To me, Maedhros encapsulates in one character the main themes and message of the Silmarillion--of the devastating consequences of pride and rash oaths. Of the slow twisting and corruption that can happen even in pursuit of a seemingly good goal. Maedhros is around from the beginning of the story of the Silmarils to the end. To me, his character captures the heart of the Silmarillion.


----------



## Erestor Arcamen (Feb 9, 2017)

I agree, there isn't really a main character. The Silmarillion is the story of Middle Earth from creation through the Third Age. Sort of like how the Old Testament of the Bible doesn't have one particular main character, each individual story does.


----------



## Azrubêl (Mar 3, 2017)

To answer this, I'd say that Beren and Lúthien could be said to be the central characters, as Tolkien described their story as being the central piece of his mythos. Indeed, their story (especially their confrontation of Morgoth) in many ways appears to be the climax of the _Silmarillion_ as a whole.

I think it's notable how through their love and the events in the story, the laws of nature themselves were amended; they had a directness of contact with the Valar that was never reached by any other beings. The story appears to be a crossroad of sorts, with early elements like the Oath of Fëanor and Thingol in Doriath present alongside what would become later themes up through the Second and Third Ages, such as the Half-Elven and the rise of Sauron.

Edit: Now, I feel like Earendil might be the main character


----------



## Matthew Bailey (Mar 17, 2017)

_The Silmarillion_ isn't really one "book" or novel.

It contains characters that cross over into the different stories that it contains, but asking what character is the most "significant" is rather like asking who is the main character of the Volsungs or Classical Mythology.

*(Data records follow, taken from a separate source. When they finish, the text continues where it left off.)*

Issue #1883, opened 2019-11-25
[native-image] NullPointerException during security services registration


gwenneg:
Hi GraalVM team!

I'm working on the GraalVM `19.3.0` integration into Quarkus and a `NullPointerException` is being thrown during three of the Quarkus extensions integration tests.

Here's an example of NPE (this one is from a local build but we have the same failures in the Quarkus CI):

The Central "Characters" in that case are the Valar, and Eru, even though they are not mentioned for most of the work, yet they remain the central element through which everything else revolves.

MB


----------



## Isteth (Apr 22, 2017)

I agree with Matthew Bailey, Erestor Arcamen, HurinThalion, and Marina Melinda Heacock, here. While there are recurring characters in almost every part of the Silmarillion, there isn't a single "central" or "main" character. The Silmarillion reads like a history book; in many ways, it is a history book. Each arc has its own point of focus, but though each arc ties into the next, the focus shifts from arc to arc. The overarching themes are what tie the whole narrative together. Thus, there is no central character in the Silmarillion.

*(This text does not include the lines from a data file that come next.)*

PR #1894, opened 2019-11-27
Wrap AArch64 immediate addresses

teshull:
Due to the limited number of bits available when using immediate
addressing in AArch64, it is necessary to guard against immediate
operand overflow. If overflow does occur, then a register-based
addressing mode must be used instead, and the address should be loaded
via mov(z|k) instructions into a register.

Fixed SVM backend to guard against unchecked non hard-coded immediates.

Change-Id: I7d1030abbf554a60b8263ef9a3ed6ffc50c6ebf7

### DIFF
--- a/substratevm/src/com.oracle.svm.core.graal.aarch64/src/com/oracle/svm/core/graal/aarch64/SubstrateAArch64Backend.java
+++ b/substratevm/src/com.oracle.svm.core.graal.aarch64/src/com/oracle/svm/core/graal/aarch64/SubstrateAArch64Backend.java
@@ -235,24 +235,26 @@ public class SubstrateAArch64Backend extends SubstrateBackend implements LIRGene
          * metadata is registered for the end of the instruction just works.
          */
         int startPos = masm.position();
-        try (ScratchRegister scratch = masm.getScratchRegister()) {
-            Register tempRegister = scratch.getRegister();
+        try (ScratchRegister scratch1 = masm.getScratchRegister(); ScratchRegister scratch2 = masm.getScratchRegister()) {
+            Register tempRegister = scratch1.getRegister();
+            Register overflowRegister = scratch2.getRegister();
             // Save PC
             masm.adr(tempRegister, 4); // Read PC + 4
             crb.recordIndirectCall(startPos, masm.position(), null, state);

One of Tolkien's main goals with his works was to give his languages a world in which to thrive and flourish. I would say that the central focus would probably be the Languages and Cultures of Middle-earth, rather than the specific characters, if you want to look at it a little more abstractedly.


----------



## HobbitGirl (May 25, 2017)

HurinThalion said:


> I agree that there is not literally one main character. I mean more which character do you think is at the heart or core of The Silmarillion.
> 
> For example, I think Maedhros is perhaps the character most central to the Silmarillion's themes and story arc.
> 
> ...


I had never thought of it this way, but I absolutely agree. The Silmarillion was never written as or meant to be a singular book, but if you take the Years of the Trees and the First Age of the Sun as a single cohesive narrative, then thematically, Maedhros is indeed the strongest unifying force. 

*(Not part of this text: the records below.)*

PR #1903, opened 2019-11-28
Fixed AArch64 relocation and patching mistakes in SVM.

tshull226:
Currently, in SVM relocation is only enabled for adrp/ldr,adrp/add, and
sequences of moves. However, this limitation was previously not always
observed in SVM code.

Also fixed an error in the backend where it was loading an address into
a register, instead of loading the value at the address

Change-Id: I5b4999e73cbd926c4e877f5f43803a08ed7be5b3

### DIFF
--- a/compiler/src/org.graalvm.compiler.asm.aarch64/src/org/graalvm/compiler/asm/aarch64/AArch64Assembler.java
+++ b/compiler/src/org.graalvm.compiler.asm.aarch64/src/org/graalvm/compiler/asm/aarch64/AArch64Assembler.java
@@ -1,5 +1,5 @@
 /*
- * Copyright (c) 2013, 2019, Oracle and/or its affiliates. All rights reserved.
+ * Copyright (c) 2013, 2020, Oracle and/or its affiliates. All rights reserved.
  * Copyright (c) 2018, Red Hat Inc. All rights reserved.
  * DO NOT ALTER OR REMOVE COPYRIGHT NOTICES OR THIS FILE HEADER.
  *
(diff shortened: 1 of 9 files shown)


tshull226:
Hi. What is the status of merging this pull request?

tshull226:
Note that i just added more relocation fixes as well as corrected patching logic for AArch64

sanzinger:
Thank you for the contribution. This code looks good to me. I would go and merge this to master and then your second PR with runtime code installation. Then we can think of  putting my suggestions with patching on top of it. 

At the moment, tests are running. If everything goes well we can merge this PR.

tshull226:
Sounds good. Let me know if the patch needs any changes

tshull226:
Hi @sanzinger. Given that it is unlikely I will be able to get the make the suggested changes to #1977 and get past internal reviews before the holidays deadlock everything, maybe it is best to merge this PR by itself first?

sanzinger:
I have prepared this PR already for merging. I will try to get this PR in today.

tshull226:
Great! Thank you.

sanzinger:
Hi, unfortunately I did not get the requested internal reviews to merge this PR before christmas. Anyway, now it is in conflict with I have merged this afternoon. Let me fix the conflicts.

sanzinger:
The change 58438f91fbe026f24878f268b2058b6368d0d905 introduces some optimization when loading constants. The 64 bit constant loading may work, but the 32 bit version with `movn` needs some additional thought. The simplest way to solve this is when annotation is required for `mov32`, we just not use the `movn` instruction.

tshull226:
Yes, I just saw this. To compensate, I just added new state to indicate whether within a sequence of moves which are skipped, which are negated, and which are used normally.

sanzinger:
FYI, I have fixed the compilation error. Tests are running. When they are finsihed the merge should happen over night.

tshull226:
Great! Thank for fixing the issue and getting this merged!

And Maglor is the closest witness to what happened to Maedhros. Does that make Maedhros the Sherlock Holmes and Maglor the John Watson?


----------



## Isteth (May 29, 2017)

HobbitGirl said:


> I had never thought of it this way, but I absolutely agree. The Silmarillion was never written as or meant to be a singular book, but if you take the Years of the Trees and the First Age of the Sun as a single cohesive narrative, then thematically, Maedhros is indeed the strongest unifying force.
> 
> And Maglor is the closest witness to what happened to Maedhros. Does that make Maedhros the Sherlock Holmes and Maglor the John Watson?


May I just say, approval points for cross-fandom comparisons? Thank you so much for bringing that into play. You just made my day.


----------